Taking the pressure off
Sparring and match situations put a fighter under constant pressure. Yes, this may be beneficial in some instances, but it can also be overwhelming and stressful. In high-pressure situations, boxers may tend to compromise their form, which leads to poor practice and bad habits. However, in shadow boxing, a fighter can take the pressure off themselves because they are essentially fighting against themselves. This not only helps their confidence but also allows them to practice proper techniques and form better fighting habits.
The back muscles of a boxer control the retraction of the arms, say after a missed strike. Unfortunately, when training with a heavy bag or punching bag, the back muscles are relatively inactive. This may be detrimental to a fighter.
Shadow boxing allows you to retract your strikes and replicate the effects of missing in an actual match. A boxer is then able to coordinate their back movements with the rest of their performance.
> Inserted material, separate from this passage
PR #2484, opened 2026-02-21
fix Renaming a kwarg does not work across files. #1583

### LINKED ISSUE #1583: Renaming a kwarg does not work across files.
### Describe the Bug

Currently, updating a kwarg will update the definition of the kwarg as well as all of the locations it is used within the same module. However, this currently does not work across modules. We need to ensure that if we rename a kwarg, it will update locations in all modules.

Beginner boxers tend to focus their effort on technique. This is essential to developing good fighting habits. Though once a boxer’s technique is up to standard, they should start focusing on the speed and explosiveness of their punches. Shadow boxing is a great way to practice and improve a fighter’s hand speed and explosiveness.
Shadow boxing is every bit as important as any other form of training method. It is best used not only for its physical and technical benefits, but also for its mental benefits.
Unfortunately, many boxers remain unaware of the benefits of shadow boxing. We hope this article has enlightened you to a new method of training that holds the key to perfecting your technique as a boxer.